Noella Williams Is an Activist, an Anime Fan, and an Author (In That Order)

You’ve professed your love for music and music festivals very publicly before. Do you remember your first festival experience and how that’s shaped your life?

My first music festival was Camp Flog Gnaw organized by Tyler, The Creator, in 2017. It was a golden lineup: Solange, Lana Del Rey, Mac Miller, Kehlani…. To this day I’ve never seen a better lineup. I remember as a kid I always wanted to go to concerts, but my parents were working-class and didn’t have the time to take me to see live music. It kind of opened the doors to the world and travel, and having a friend who’s always down for a random concert. Funnily enough, I’m going to five shows this week alone.

What is the one article you’re most proud of during your career so far?

One of my favorite pieces is my Washington Post article. It’s about how I found community in the South as a Black queer woman. I never expected to have a Washington Post byline so early in my career. I 100% stand by defending the South, whenever people try to slander it and throw it away. Communities of color are the reason the South is still trying to be as progressive as it can be. I didn’t always feel that way—there was just a lot of hurt and trauma that I had to kind of do away with. But being back home and surrounded by my HBCU and other radical organizers is what made me really love the South.

You have Pokemon Trainer in your social media bio, which I’m obsessed with. As a Black woman enjoying a predominantly white industry filled with Twitch streamers and alpha male gamers, how have you come to reclaim your space?

Gaming is so important to me because my brother introduced me to it and gave me my first GameBoy—the same one I have tatted! A lot of men will try to minimize you whenever you remotely talk about anything that’s more male-dominated, like music or Marvel. There’s so many spaces for Black girl gamers now, but after so much misogynoir, it’s what inspired me to write a little chapter about it in my upcoming book. Like, why did I have to wait until I was in my 20s to be able to select my skin color in a video game? It’s identity destroying, but I’m glad there’s people today who are making in-game mods to customize skin color on games like The Sims.

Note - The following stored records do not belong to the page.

PR #7468, opened 2026-07-14
[OPIK-7336] [DOCS] Document span/trace ingestion size limits + attachments

YarivHashaiComet:
## Details

Adds two FAQ entries documenting the upcoming span/trace **ingestion size limits** and the Attachments alternative, in the Latest docs version (`fern/docs-v2/faq.mdx`):

- **Opik Cloud →** *"Is there a limit on how large a trace or span can be?"* — per-field (~20 MB, SDK truncates), per-request (~50 MB compressed / ~256 MB uncompressed → `413`/`400`), and pointing to **Attachments** for large payloads.
- **Troubleshooting →** *"Why am I getting a 413 (payload too large) error?"*.

Part of the effort to enforce span/trace ingestion size limits and stop the unbounded-payload OOM (read-path OPIK-6999, write-path OPIK-7273).

⚠️ **Draft / merge-with-release:** the `~20 / ~50 / ~256 MB` values must match what the backend (OPIK-7333/7334) and SDK (OPIK-7335) actually ship. Kept as a **draft** to merge *alongside* the enforcement release, not ahead of it.

**Error-code note:** `RequestSizeLimitFilter` returns `413`; `maxDocumentLength` currently returns `400` (Jackson `StreamConstraintsException` → `JsonProcessingExceptionMapper`). Docs say "413/400" until OPIK-7334 normalizes it to `413`.

## Change checklist

- [x] User facing
- [x] Documentation update

## Issues

- OPIK-7336 (parent: OPIK-7312)

## Testing

Docs-only change (no code paths affected). Validate the rendered FAQ locally with `cd apps/opik-documentation/documentation && npm run dev` — there is no automated docs test suite.

## Documentation

This PR **is** the documentation change: two new FAQ entries in `fern/docs-v2/faq.mdx` (Latest docs version). Links use the version-relative slug to the Attachments page (`/tracing/advanced/log_multimodal_traces`).

🤖 Generated with [Claude Code](https://claude.com/claude-code)

PR #7483, opened 2026-07-15
[OPIK-7333] [BE] server-side ingestion size guards (request 413 + document 4xx)

YarivHashaiComet:
## Details

Server-side half of the unbounded-payload OOM fix (parent **OPIK-7312**; the client-side per-span cap is **OPIK-7335** / #7469).

**OPIK-7333 — `RequestSizeLimitFilter` (413):** rejects a request whose `Content-Length` exceeds `maxRequestSizeBytes` with **413 before the body is read**, so the JSON parser never starts on an oversized batch. A request with no `Content-Length` (chunked) falls through and is bounded by `maxDocumentLength`. The header is parsed as a `long` so a >2 GB body can't slip past an int overflow; a malformed/negative header fails closed with 400. Guicey auto-installs it as a JAX-RS provider and injects `@Config JacksonConfig` (same sub-config pattern as `TraceThreadConfig` / `OnlineScoringConfig`).

**OPIK-7334 — `maxDocumentLength` (4xx):** caps the whole decompressed document on both the HTTP and `JsonUtils` ObjectMappers via `StreamReadConstraints`, so an oversized batch aborts **mid-parse with a 4xx** (via `JsonProcessingExceptionMapper`) before a multi-GB `JsonNode` tree is materialized.

### Limits (config-driven, env-overridable)

| Guard | Self-hosted default | Cloud | Role |
|---|---|---|---|
| `maxStringLength` | 100 MB | 100 MB | per-field cap (unchanged) |
| `maxDocumentLength` | **512 MB** | 256 MB | whole-document cap → 4xx |
| `maxRequestSizeBytes` | **512 MB** | 256 MB | request `Content-Length` → 413 |

Request cap is kept `== maxDocumentLength` so the filter never rejects a request the document guard would otherwise accept. Self-hosted gets 512 MB headroom; cloud overrides both to 256 MB via `JACKSON_MAX_DOCUMENT_LENGTH` / `JACKSON_MAX_REQUEST_SIZE_BYTES`.

## Change checklist

- [x] User facing — oversized ingestion now returns 413/400 instead of destabilising the backend (OOM)
- [x] Tested — unit + integration (see Testing)

## Issues

- OPIK-7333, OPIK-7334 (parent: OPIK-7312)

## Testing

Run via `mvn test` (JDK 25 + testcontainers), all green:

- **Unit (11):** `RequestSizeLimitFilterTest` (over→413, at-limit pass, no-`Content-Length` pass, >2 GB→413, malformed/negative→400); `JsonUtilsDocumentLengthTest` (over-doc→`StreamConstraintsException` via a streamed `InputStream`, under parses, unlimited parses, `maxStringLength` still enforced); `JacksonConfigTest` (512 MB defaults + `request == document` invariant).
- **Integration — `SpansResourceTest.LargePayloadTests` (4):** ~93 MB inline base64 → succeeds + stripped to S3; 253 MB single string → 400 (`maxStringLength`); 280 MB total document → 400 (`maxDocumentLength`); buffered client (Grizzly + `Expect: 100-continue`) with `Content-Length` over the cap → 413. (The default chunked test client bypasses the request filter, which is why the 413 test uses a buffered client.)

`config-test.yml` uses lower, payload-calibrated caps so the guard tests trip at modest sizes; `JacksonConfigTest` verifies the real 512 MB shipped defaults.

## Documentation

- Customer-facing docs (OPIK-7336 / #7468) are intentionally kept **more conservative** than the actual limits — no change here.
- New config keys are documented inline in `config.yml`.
- **Deployment (out of this repo):** the cloud 256 MB override lives in `comet-helm/values-production-opik.yaml` (`component.backend.env`), tracked as **OPIK-7353**. Without it, cloud inherits the 512 MB self-hosted default.

### DIFF
--- a/apps/opik-backend/config.yml
+++ b/apps/opik-backend/config.yml
@@ -339,6 +339,20 @@ jacksonConfig:
   #   This configuration is used by both HTTP layer and internal JSON processing for consistency,
   #   preventing memory exhaustion from extremely large base64-encoded attachments before they can be stripped
   maxStringLength: ${JACKSON_MAX_STRING_LENGTH:-104857600}
+  # Default: 536870912 (512MB) - the self-hosted default (higher, to avoid surprising customers);
+  #   the Comet cloud deployment overrides JACKSON_MAX_DOCUMENT_LENGTH to 268435456 (256MB).
+  # Description: Maximum size of an entire JSON document (the whole decompressed batch). Unlike
+  #   maxStringLength (a single string value), this caps the whole document, so it catches an
+  #   oversized batch built from many small values. Aborts mid-parse with a 4xx before a multi-GB
+  #   node tree is materialized. Must stay above maxStringLength so a single max-size string parses.
+  maxDocumentLength: ${JACKSON_MAX_DOCUMENT_LENGTH:-536870912}
+  # Default: 536870912 (512MB) - self-hosted default; cloud overrides JACKSON_MAX_REQUEST_SIZE_BYTES
+  #   to 268435456 (256MB). Kept equal to maxDocumentLength so the request filter never rejects a
+  #   request the document guard would otherwise accept.
+  # Description: Maximum incoming request body size, checked against the Content-Length header and
+  #   rejected with 413 before the body is read. Requests without a Content-Length (e.g. chunked)
+  #   fall through and are bounded by maxDocumentLength during parsing.
+  maxRequestSizeBytes: ${JACKSON_MAX_REQUEST_SIZE_BYTES:-536870912}
 
 # Configuration for batch operations
 batchOperations:
--- a/apps/opik-backend/config.yml
+++ b/apps/opik-backend/config.yml
@@ -339,16 +339,12 @@ jacksonConfig:
   #   This configuration is used by both HTTP layer and internal JSON processing for consistency,
   #   preventing memory exhaustion from extremely large base64-encoded attachments before they can be stripped
   maxStringLength: ${JACKSON_MAX_STRING_LENGTH:-104857600}
-  # Default: 536870912 (512MB) - the self-hosted default (higher, to avoid surprising customers);
-  #   the Comet cloud deployment overrides JACKSON_MAX_DOCUMENT_LENGTH to 268435456 (256MB).
+  # Default: 536870912 (512MB)
   # Description: Maximum size of an entire JSON document (the whole decompressed batch). Unlike
-  #   maxStringLength (a single string value), this caps the whole document, so it catches an
-  #   oversized batch built from many small values. Aborts mid-parse with a 4xx before a multi-GB
-  #   node tree is materialized. Must stay above maxStringLength so a single max-size string parses.
+  #   maxStringLength (a single string value), this caps the whole document, catching an oversized
+  #   batch built from many small values. Must stay above maxStringLength.
   maxDocumentLength: ${JACKSON_MAX_DOCUMENT_LENGTH:-536870912}
-  # Default: 536870912 (512MB) - self-hosted default; cloud overrides JACKSON_MAX_REQUEST_SIZE_BYTES
-  #   to 268435456 (256MB). Kept equal to maxDocumentLength so the request filter never rejects a
-  #   request the document guard would otherwise accept.
+  # Default: 536870912 (512MB)
   # Description: Maximum incoming request body size, checked against the Content-Length header and
   #   rejected with 413 before the body is read. Requests without a Content-Length (e.g. chunked)
   #   fall through and are bounded by maxDocumentLength during parsing.
--- a/apps/opik-backend/src/main/java/com/comet/opik/api/error/JsonProcessingExceptionMapper.java
+++ b/apps/opik-backend/src/main/java/com/comet/opik/api/error/JsonProcessingExceptionMapper.java
@@ -40,16 +40,18 @@ public class JsonProcessingExceptionMapper implements ExceptionMapper<JsonProces
             log.debug("Ingestion size guard rejected a request", exception); // expected; already on the metric
             sizeGuardMetrics.recordStreamConstraintRejection(streamConstraintsException, uriInfo.get(), requestContext);
             status = Response.Status.REQUEST_ENTITY_TOO_LARGE;
+            // Redact: the size-guard message exposes internal limits + Jackson internals (StreamReadConstraints,
+            // the configured max). Full detail stays in the server log above, not the HTTP response.
             clientMessage = "Request payload exceeds the maximum allowed size.";
         } else {
             log.info("Deserialization exception for workspace {}",
                     ErrorMetricsResolver.workspaceId(requestContext), exception);
             status = Response.Status.BAD_REQUEST;
-            clientMessage = "Unable to process the request body: it is not valid JSON.";
+            // Ordinary malformed/invalid JSON: echo the parser detail (the caller's own payload + our own
+            // field names, not internal limits) - useful for the client and the long-standing contract.
+            clientMessage = "Unable to process JSON. " + exception.getMessage();
         }
 
-        // Stable, generic message: exception.getMessage() can carry parser internals and fragments of the
-        // client's payload, so the detail stays in the server log above, not the HTTP response.
         return Response.status(status)
                 .entity(new ErrorMessage(status.getStatusCode(), clientMessage))
                 .build();
--- a/apps/opik-backend/src/main/java/com/comet/opik/api/error/JsonProcessingExceptionMapper.java
+++ b/apps/opik-backend/src/main/java/com/comet/opik/api/error/JsonProcessingExceptionMapper.java
@@ -32,8 +32,15 @@ public class JsonProcessingExceptionMapper implements ExceptionMapper<JsonProces
         // A StreamConstraintsException is the document-/string-length size guard tripping mid-parse
         // (OPIK-7334) — an EXPECTED client rejection, already surfaced via the ingestion size-guard
         // metric. Keep it at DEBUG so normal oversized-payload traffic doesn't flood INFO logs.
-        if (exception instanceof StreamConstraintsException streamConstraintsException) {
-            log.debug("Ingestion size guard rejected a request", streamConstraintsException);
+        //
+        // It rarely arrives as the thrown type: when the overrun trips while binding a bean property
+        // (the common case — a well-formed SpanBatch/TraceBatch whose input/output/metadata is
+        // oversized), Jackson wraps it in a JsonMappingException carrying the reference chain, so a
+        // plain `instanceof` check misses it and the metric under-counts exactly the real-world case
+        // the dashboard monitors. Walk the cause chain to find the underlying constraint.
+        StreamConstraintsException streamConstraintsException = findStreamConstraint(exception);
+        if (streamConstraintsException != null) {
+            log.debug("Ingestion size guard rejected a request", exception);
             sizeGuardMetrics.recordStreamConstraintRejection(streamConstraintsException, uriInfo.get(), requestContext);
         } else {
             // Genuine malformed JSON: log the exception itself (not just its message) so the type and
@@ -45,5 +52,24 @@ public class JsonProcessingExceptionMapper implements ExceptionMapper<JsonProces
                 .entity(new ErrorMessage(Response.Status.BAD_REQUEST.getStatusCode(),
                         "Unable to process JSON. " + exception.getMessage()))
                 .build();
+    }
+
+    /**
+     * Return the {@link StreamConstraintsException} the given throwable is or wraps, or {@code null} if
+     * none is present. Jackson raises the size-guard overrun at the parser level but re-wraps it in a
+     * {@link com.fasterxml.jackson.databind.JsonMappingException} (with the bean reference chain) when
+     * it trips during databinding, so the constraint is usually a cause rather than the thrown type.
+     * The walk is bounded and self-reference-safe to avoid looping on a malformed cause chain.
+     */
+    private static StreamConstraintsException findStreamConstraint(Throwable throwable) {
+        for (Throwable cause = throwable; cause != null; cause = cause.getCause()) {
+            if (cause instanceof StreamConstraintsException streamConstraintsException) {
+                return streamConstraintsException;
+            }
+            if (cause == cause.getCause()) {
+                break;
+            }
+        }
+        return null;
     }
 }
--- a/apps/opik-backend/src/main/java/com/comet/opik/api/error/JsonProcessingExceptionMapper.java
+++ b/apps/opik-backend/src/main/java/com/comet/opik/api/error/JsonProcessingExceptionMapper.java
@@ -39,18 +39,24 @@ public class JsonProcessingExceptionMapper implements ExceptionMapper<JsonProces
         // plain `instanceof` check misses it and the metric under-counts exactly the real-world case
         // the dashboard monitors. Walk the cause chain to find the underlying constraint.
         StreamConstraintsException streamConstraintsException = findStreamConstraint(exception);
+        Response.Status status;
         if (streamConstraintsException != null) {
+            // A size-guard trip is a payload-too-large rejection, not malformed JSON, so surface it as
+            // 413 REQUEST_ENTITY_TOO_LARGE — consistent with RequestSizeLimitFilter's pre-parse 413 —
+            // rather than 400. It is an EXPECTED client rejection, already surfaced via the ingestion
+            // size-guard metric, so keep it at DEBUG so oversized-payload traffic doesn't flood INFO.
             log.debug("Ingestion size guard rejected a request", exception);
             sizeGuardMetrics.recordStreamConstraintRejection(streamConstraintsException, uriInfo.get(), requestContext);
+            status = Response.Status.REQUEST_ENTITY_TOO_LARGE;
         } else {
             // Genuine malformed JSON: log the exception itself (not just its message) so the type and
             // stack trace are available to diagnose the rare, unexpected parse failure.
             log.info("Deserialization exception", exception);
+            status = Response.Status.BAD_REQUEST;
         }
 
-        return Response.status(Response.Status.BAD_REQUEST)
-                .entity(new ErrorMessage(Response.Status.BAD_REQUEST.getStatusCode(),
-                        "Unable to process JSON. " + exception.getMessage()))
+        return Response.status(status)
+                .entity(new ErrorMessage(status.getStatusCode(), "Unable to process JSON. " + exception.getMessage()))
                 .build();
     }
 
--- a/apps/opik-backend/src/main/java/com/comet/opik/api/error/JsonProcessingExceptionMapper.java
+++ b/apps/opik-backend/src/main/java/com/comet/opik/api/error/JsonProcessingExceptionMapper.java
@@ -8,10 +8,12 @@ import com.fasterxml.jackson.core.exc.StreamConstraintsException;
 import io.dropwizard.jersey.errors.ErrorMessage;
 import jakarta.inject.Inject;
 import jakarta.inject.Provider;
+import jakarta.ws.rs.core.MediaType;
 import jakarta.ws.rs.core.Response;
 import jakarta.ws.rs.core.UriInfo;
 import jakarta.ws.rs.ext.ExceptionMapper;
 import lombok.extern.slf4j.Slf4j;
+import org.apache.commons.lang3.exception.ExceptionUtils;
 
 @Slf4j
 public class JsonProcessingExceptionMapper implements ExceptionMapper<JsonProcessingException> {
@@ -30,17 +32,32 @@ public class JsonProcessingExceptionMapper implements ExceptionMapper<JsonProces
 
     @Override
     public Response toResponse(JsonProcessingException exception) {
-        // A StreamConstraintsException (often wrapped by Jackson during bean binding, hence the cause walk)
-        // is the size guard tripping mid-parse -> 413; anything else is malformed JSON -> 400.
-        StreamConstraintsException streamConstraintsException = findStreamConstraint(exception);
+        // A StreamConstraintsException (often wrapped by Jackson during binding) is a stream-read limit
+        // tripping mid-parse. getThrowableList is cycle-safe, so no manual bound is needed. A size limit
+        // (document/string length) -> 413; a structural limit (nesting/number) or anything else -> 400.
+        StreamConstraintsException streamConstraint = ExceptionUtils.getThrowableList(exception).stream()
+                .filter(StreamConstraintsException.class::isInstance)
+                .map(StreamConstraintsException.class::cast)
+                .findFirst()
+                .orElse(null);
+
         Response.Status status;
         String clientMessage;
-        if (streamConstraintsException != null) {
-            log.debug("Ingestion size guard rejected a request", exception); // expected; already on the metric
-            sizeGuardMetrics.recordStreamConstraintRejection(streamConstraintsException, uriInfo.get(), requestContext);
-            status = Response.Status.REQUEST_ENTITY_TOO_LARGE;
-            // Redacted: the size-guard message exposes internal limits/Jackson internals (detail is in the log).
-            clientMessage = "Request payload exceeds the maximum allowed size.";
+        if (streamConstraint != null) {
+            sizeGuardMetrics.recordStreamConstraintRejection(streamConstraint, uriInfo.get(), requestContext);
+            String guard = IngestionSizeGuardMetrics.classifyStreamConstraint(streamConstraint);
+            if (IngestionSizeGuardMetrics.GUARD_DOCUMENT_LENGTH.equals(guard)
+                    || IngestionSizeGuardMetrics.GUARD_STRING_LENGTH.equals(guard)) {
+                log.debug("Ingestion size guard rejected a request", exception); // expected; already on the metric
+                status = Response.Status.REQUEST_ENTITY_TOO_LARGE;
+                clientMessage = "Request payload exceeds the maximum allowed size."; // redacted; detail in the log
+            } else {
+                // A structural limit (nesting/number depth), not an oversize -> 400; kept generic since the
+                // message also carries Jackson internals.
+                log.info("Rejecting a request that violates a JSON structural limit", exception);
+                status = Response.Status.BAD_REQUEST;
+                clientMessage = "Unable to process JSON. The request exceeds an allowed structural limit.";
+            }
         } else {
             log.info("Deserialization exception for workspace {}",
                     ErrorMetricsResolver.workspaceId(requestContext), exception);
@@ -50,23 +67,12 @@ public class JsonProcessingExceptionMapper implements ExceptionMapper<JsonProces
             clientMessage = "Unable to process JSON. " + exception.getMessage();
         }
 
+        // Force JSON: ingestion endpoints negotiate non-JSON (e.g. OTel protobuf) with no writer for
+        // ErrorMessage, so without an explicit type the error fails to serialize and surfaces as a 500
+        // (matches InvalidUUIDExceptionMapper and RequestSizeLimitFilter).
         return Response.status(status)
+                .type(MediaType.APPLICATION_JSON_TYPE)
                 .entity(new ErrorMessage(status.getStatusCode(), clientMessage))
                 .build();
-    }
-
-    // Bounds the cause walk so a pathological cause cycle (A -> B -> A) can't spin forever and pin the
-    // request thread; 50 is far beyond any real chain.
-    private static final int MAX_CAUSE_DEPTH = 50;
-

In January you and Planned Parenthood of Florida went viral for—to put it crudely—shaming lawmakers in Tallahassee, Florida, at a hearing and demanding better in regards to Florida’s 16-week abortion ban. Tell me a little bit about that experience.

I was so nervous for that moment! I remember writing my speech and asking my boss if it was good. I had never done anything like that before—I’d only spoken at a high school graduation with hundreds of people, at least. But for this, you are literally facing people that determine your fate. I’m so grateful for everyone that was supporting me throughout all of it, because I did it multiple times after that. I think a community like that needs to be fostered by an HBCU, because without Gen Action, I wouldn’t have had a platform to do any of that. I kid you not, I think I was at the capitol every week. It was very tiring and I was very burnt out while organizing and also finishing my last semester in college, but I would not trade that for anything.